# 189 Visa - De Facto Partner Documents



## iloveqvm (Jul 16, 2018)

Hi,

I'm in the process of uploading my partner's documents and I've noticed two uncanny things about the list of documents required

1) Evidence of member of family unit - There's another tab called 'Relationship - Spouse, De facto Partner, Evidence of' which should already hold all the documents in this regard. What would this be then?

2) Proof of English / Education - I don't see a section to upload my partner's english test results or any sort of educational documents. 

Any feedback/response is much appreciated!


----------



## iloveqvm (Jul 16, 2018)

Bump


----------



## PrettyIsotonic (Nov 30, 2016)

iloveqvm said:


> Hi,
> 
> I'm in the process of uploading my partner's documents and I've noticed two uncanny things about the list of documents required
> 
> ...


Mate care sharing what you uploaded as evidence of your relationship thus far?

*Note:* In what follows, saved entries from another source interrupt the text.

PR #94, opened 2025-04-25
additional default settings and command line args for land-atm DAS

saraqzhang:
Updates ldas_setup for improved integration of land-atm DAS config. 

New functionality needed for revisions in https://github.com/GEOS-ESM/GEOSadas/pull/352 (for coupled land-atm experiments).

Successfully 0-diff tested by @gmao-rreichle after https://github.com/GEOS-ESM/GEOSldas_GridComp/pull/94/commits/3d9121e9d80e8bf4efa6fa254bb367fc3663d55f

---

For the record: Spreadsheet with GEOSldas rc variables as discussed after https://github.com/GEOS-ESM/GEOSldas_GridComp/pull/94/commits/ab9c3c39a7c875102d1cc30323f25ac15cda3e63 (~7-8 May 2025)
[LADAS_exeinp_variables_20250508T1113.xlsx](https://github.com/user-attachments/files/20416045/LADAS_exeinp_variables_20250508T1113.xlsx)

---

Left for **future cleanup** of ldas_setup:
- Identify list of truly "required" inputs and adjust py variable names in ldas_setup accordingly (https://github.com/GEOS-ESM/GEOSldas_GridComp/pull/94#discussion_r2071675590).
- Create function for processing GEOS_SurfaceGridComp.rc (https://github.com/GEOS-ESM/GEOSldas_GridComp/pull/94#issuecomment-2902744581)
- Can we have ldas_setup print the main help message (i.e., the help message that is printed for `ldas_setup -h`) when run without any arguments (i.e., just `ldas_setup`, which currently exits with an error)?  
- Should we rename ldas_setup to ldas_setup.py to identify it as a py script? (Not sure if that's common practice or not.)

### DIFF
--- a/CHANGELOG.md
+++ b/CHANGELOG.md
@@ -12,6 +12,7 @@ and this project adheres to [Semantic Versioning](https://semver.org/spec/v2.0.0
 ### Added
 
 - Added more default settings and command line arguments for integrated land-atm DAS setup 
+- Added functionality for model-based QC of MODIS SCF observations using soil layer 1 temperature.
 - Added functionality to simulate landice tiles.
 - Added functionality to read nc4-formatted tile file.
 
--- a/GEOSlandassim_GridComp/clsm_ensupd_upd_routines.F90
+++ b/GEOSlandassim_GridComp/clsm_ensupd_upd_routines.F90
@@ -1213,8 +1213,9 @@ contains
           
        case('asnow')
 
-         get_asnow_l   = .true.
-         get_asnow_lH  = .true.
+          get_asnow_l   = .true.
+          get_asnow_lH  = .true.
+          get_tp_l      = .true.   ! needed for model-based QC
          
        case default
           
@@ -1365,7 +1366,7 @@ contains
 
           ! updated to new interface - reichle, 3 Apr 2012
           
-          call catch_calc_tp( N_catl, cat_param%poros,                  &
+          call catch_calc_tp( N_catl, cat_param%poros,                           &
                catprogn2ghtcnt(N_catl,cat_progn(:,n_e)), tp_l )
                     
        end if
@@ -1461,8 +1462,11 @@ contains
                 call qc_model_based_for_Tb( N_catl, precip, Tb_v_l(:,j,n_e) )
                 
              end do
-             
+
           end if
+
+          if (get_asnow_lH) &
+               call qc_model_based_for_asnow( N_catl, tp_l(1,:), asnow_l(:,n_e) )   
 
        end if
 
@@ -2254,7 +2258,7 @@ contains
 
     do i=1,N_cat
        
-       ! delete obs 
+       ! delete Obs_pred 
        ! - if there is snow on the ground 
        ! - if it is raining/snowing
        ! - if surface temperature is around or below freezing
@@ -2337,7 +2341,7 @@ contains
     
     do i=1,N_cat
        
-       ! delete obs 
+       ! delete Obs_pred 
        ! - if there is snow on the ground 
        ! - if it is raining/snowing
        ! - if "avoid_frozen" and frozen
@@ -2391,7 +2395,7 @@ contains
 
     do i=1,N_cat
        
-       ! delete obs 
+       ! delete Obs_pred 
        ! - if there is heavy rain or snow
        
        ! NOTE: subroutine mwRTM_get_Tb already returns no-data-values
@@ -2412,6 +2416,44 @@ contains
     end do
     
   end subroutine qc_model_based_for_Tb
+
+    ! *****************************************************************
+  
+  subroutine qc_model_based_for_asnow( N_cat, tp1, asnow )
+    
+   ! Model-based quality control for MODIS SCF observations.
+   ! Sets "asnow" to no-data when layer-1 soil temperature exceeds a threshold.
+   !
+   ! amfox, 7 May 2025
+   !
+   ! --------------------------------------------------------------
+   
+   implicit none
+   
+   integer,                   intent(in)    :: N_cat
+   
+   real,    dimension(N_cat), intent(in)    :: tp1              ! layer-1 soil temperature [C]
+   
+   real,    dimension(N_cat), intent(inout) :: asnow            ! snow cover fraction [0-1]    
+   
+   ! local variables
+   
+   real, parameter :: temperature_threshold = 10.               ! [C]
+   
+   integer :: i
+   
+   ! ---------------------------------------    
+
+   do i=1,N_cat
+      
+      ! delete Obs_pred 
+      ! - if the layer-1 soil temperature exceeds threshold
+      
+      if (tp1(i) > temperature_threshold)  asnow(i) = nodata_generic
+
+   end do
+   
+ end subroutine qc_model_based_for_asnow
   
   ! *********************************************************************
 


saraqzhang:
@gmao-rreichle  This PR  contains the addition/modification to ldas_setup on top of ldasGC 2.0.0.   When the coupling is on, it sets default values to a list of  parameters. It also accepts a few more command line options that allow fvsetup pass adas information for the coupling.  With these updates  fvsetup will query where to get  ldas initial conditions and pass them to ldas_setup.  We only need  one exeinp.txt ( work for both det and ens) .   The modifications in fvsetup corresponding to this ldasGC PR are also implemented, but not yet in PR#327.  The updated version has been tested.

GEOSldas_App/ldas_setup
```diff
@@ -152,32 +155,79 @@ class LDASsetup:
...
+           self.rqdExeInp['EXP_DOMAIN']               = 'CF'+ self.adasdomain +'x6C_GLOBAL'
+           self.rqdExeInp['BCS_RESOLUTION']           = 'CF'+ self.adasdomain +'x6C_CF'     + self.adasdomain +'x6C'
+           self.rqdExeInp['RESTART_DOMAIN']           = 'CF'+ self.adasdomain +'x6C_GLOBAL' 
+           self.rsdir                                 = os.path.dirname(self.rstdir)
+           self.rqdExeInp[ 'RESTART_PATH' ]           = self.rsdir 
+           self.rqdExeInp[ 'RESTART_ID'   ]           = os.path.basename(self.rstdir)
+           # the following are not in default rqdExeInp list 
+           self.met_hinterp                           = int(self.rqdExeInp.get('MET_HINTERP',0))
+           self.rqdExeInp['MET_HINTERP']              = 0
+           self.landassim_dt                          = str(self.rqdExeInp.get('LANDASSIM_DT', "10800"))
```
gmao-rreichle, line 220: @saraqzhang, @weiyuan-jiang : Do we need `self.landassim_dt` and `self.landassim_t0` ?

GEOSldas_App/ldas_setup
```diff
@@ -152,32 +155,79 @@ class LDASsetup:
...
+           self.rqdExeInp['LANDASSIM_DT']             = "10800"
+           self.landassim_t0                          = str(self.rqdExeInp.get('LANDASSIM_T0', "013000"))
+           self.rqdExeInp['LANDASSIM_T0']             = "013000"
+           jobsgmtdef                                 = "00000000 060000"
```
gmao-rreichle, line 224: @saraqzhang , @weiyuan-jiang : Do we need `jobsgmtdef` and `self.jobsgmt` ? Can we just use
`self.rqdExeInp['JOB_SGMT'] = "00000000 060000"`

GEOSldas_App/ldas_setup
```diff
@@ -152,32 +155,79 @@ class LDASsetup:
...
+           self.rqdExeInp['BCS_RESOLUTION']           = 'CF'+ self.adasdomain +'x6C_CF'     + self.adasdomain +'x6C'
+           self.rqdExeInp['RESTART_DOMAIN']           = 'CF'+ self.adasdomain +'x6C_GLOBAL' 
+           self.rsdir                                 = os.path.dirname(self.rstdir)
+           self.rqdExeInp[ 'RESTART_PATH' ]           = self.rsdir 
+           self.rqdExeInp[ 'RESTART_ID'   ]           = os.path.basename(self.rstdir)
+           # the following are not in default rqdExeInp list 
+           self.met_hinterp                           = int(self.rqdExeInp.get('MET_HINTERP',0))
+           self.rqdExeInp['MET_HINTERP']              = 0
+           self.landassim_dt                          = str(self.rqdExeInp.get('LANDASSIM_DT', "10800"))
+           self.rqdExeInp['LANDASSIM_DT']             = "10800"
```
gmao-rreichle, line 221: @weiyuan-jiang : ldas_setup starts with a list of "required" input keys `rqdExeInpKeys` and `rqdExeInpKeys_rst`.  But later on we keep adding keys to the `rqdExeInp` list that aren't strictly "required".  For example, here we add `LANDASSIM_DT`, which isn't in the original list of "required" keys.  Maybe I'm misunderstanding the meaning of "required" here, but I would expect something more along the lines of:
1. define the list of "required" inputs
2. start a list of all rc variables, which includes the required keys and any non-required additional keys.  
Not sure if this comment makes any sense.  I'm just having a difficult time understanding the logic behind the script.

gmao-rreichle (commented):
@saraqzhang, @weiyuan-jiang:  See inline comments below.  
@weiyuan-jiang, the changes in this PR (#94) supplement what was merged in #81. Together, the two PRs modify `ldas_setup` by adding command line arguments for the benefit of setting up LDAS within the ADAS, where ldas_setup is called from within fvsetup (see https://github.com/GEOS-ESM/GEOSadas/pull/327 and https://github.com/GEOS-ESM/GEOSadas/pull/352).
@weiyuan-jiang, in addition to addressing the inline comments below, please take a look at the aforementioned PRs (#81 and #94) and make sure the modifications to `ldas_setup` are consistent with the overall design of `ldas_setup`.  Thanks!

GEOSldas_App/ldas_setup
```diff
@@ -70,59 +70,62 @@ class LDASsetup:
             # sample sub-command
             # by construction, we can have
             # either: {'exeinp': False, 'batinp': 'lasgh'}    <-- 'lasgh'???
-            # or:     {'exeinp': True, 'batinp': None}
+            # or:     {'exeinp': True,  'batinp': None   }
```
gmao-rreichle, line 73: @weiyuan-jiang : Any idea what `'lasgh'` in line 72 might mean?  Should this be replaced with True?  Also, is there a difference between "False" in line 72 and "None" in line 73?

GEOSldas_App/ldas_setup
```diff
@@ -152,32 +155,79 @@ class LDASsetup:
...
+            self.rqdExeInp['LADAS_COUPLING'] = self.lacase 
+        if cmdLineArgs['agcm_res'] != 'None' : 
+            res_string = self.agcm_res 
+            if len(res_string) == 4 : 
+               adres = res_string.replace("C", "0") 
+            if len(res_string) == 3 : 
+               adres = res_string.replace("C", "00")
+            self.adasdomain = adres 
+        if cmdLineArgs['rstdir'] != 'None' :
+            rstdir_ = cmdLineArgs['rstdir'].rstrip('/')      # remove trailing '/'
```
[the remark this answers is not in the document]
weiyuan-jiang: rstrip won't break the string. If there is no trailing char, it does nothing

GEOSldas_App/ldas_setup
```diff
@@ -1723,21 +1772,40 @@ def parseCmdLine():
...
-        help='replaces BEG_DATE time in exeinp file ',
+        help='overwrites time in BEG_DATE from exeinp file',
         type=str, default='None'
         ) 
+    p_setup.add_argument(
+        '--ladas_cpl',
+        help='specifies LDAS/ADAS coupling mode: (1) ADAS deterministic member or (2) ADAS ensemble',
+        type=str, default='None'
+        )
+    p_setup.add_argument(
```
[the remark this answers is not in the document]
weiyuan-jiang: Can you post the typical BCS used in ADAS? I guess it still used the old structure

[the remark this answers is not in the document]
gmao-rreichle: Thanks, @weiyuan-jiang.    I'm quite sure the ADAS still uses the old dir layout and naming convention (@saraqzhang should be able to confirm).  But from that we may be able to extract the BCS version (perhaps with some hard-coded translations of dir names into BCS version strings), and then we can have ldas_setup use the corresponding BCS in the new layout and naming convention.  @saraqzhang should be  able to take care of this.

GEOSldas_App/ldas_setup
```diff
@@ -152,32 +155,79 @@ class LDASsetup:
...
-           if self.ladas_coupling == 2 :
-                 self.rqdExeInp[ 'EXP_ID' ] = self.adas_expid + '_LDAS4ens'
-                 self.rqdExeInp[ 'MET_PATH' ] = self.adas_expdir +'/atmens/mem'
-
-        self.first_ens_id = int(self.rqdExeInp.get('FIRST_ENS_ID',0))
+               # ldas coupled with determistic component of adas
+               self.rqdExeInp['EXP_ID']               = self.adas_expid  + '_LDAS'
+               self.rqdExeInp['MET_PATH']             = self.adas_expdir + '/recycle/holdpredout'
+               self.rqdExeInp['ENSEMBLE_FORCING']     = 'NO'
+               self.nens = 24
```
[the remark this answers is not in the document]
saraqzhang: we can remove nens from the newly minted "default values list", and keep it in exeinp.  For atmens at setup stage we dont have nens information, it is determined after the atmens ICS are installed.

GEOSldas_App/ldas_setup
```diff
@@ -152,32 +155,79 @@ class LDASsetup:
...
+           elif self.ladas_coupling == 2 :
+               # ldas coupled with ensemble component of adas
+               self.rqdExeInp['EXP_ID']               = self.adas_expid  + '_LDAS4ens'
+               self.rqdExeInp['MET_PATH']             = self.adas_expdir + '/atmens/mem'
+               self.rqdExeInp['ENSEMBLE_FORCING']     = 'YES' 
+               self.nens = 32
```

As long as you have uploaded all the required evidence somewhere (e.g in my immiaccount it is under the "Other" section) - you should be good.


----------



## iloveqvm (Jul 16, 2018)

PrettyIsotonic said:


> Mate care sharing what you uploaded as evidence of your relationship thus far?
> 
> As long as you have uploaded all the required evidence somewhere (e.g in my immiaccount it is under the "Other" section) - you should be good.


joint bank accounts, utilities, relationship statement, stat declaration - form 888, photos, joint tenancy agreements, travel tickets. 

I've uploaded everything under the 'defacto' section but there's this the 'evidence of member of family unit' section as well - which I'm not sure whether to just upload everything again under this to have duplicates. 

Why would they have double tabs for the same purposes, or did I make a wrong selection in the previous sections?


----------



## PrettyIsotonic (Nov 30, 2016)

iloveqvm said:


> joint bank accounts, utilities, relationship statement, stat declaration - form 888, photos, joint tenancy agreements, travel tickets.
> 
> I've uploaded everything under the 'defacto' section but there's this the 'evidence of member of family unit' section as well - which I'm not sure whether to just upload everything again under this to have duplicates.
> 
> Why would they have double tabs for the same purposes, or did I make a wrong selection in the previous sections?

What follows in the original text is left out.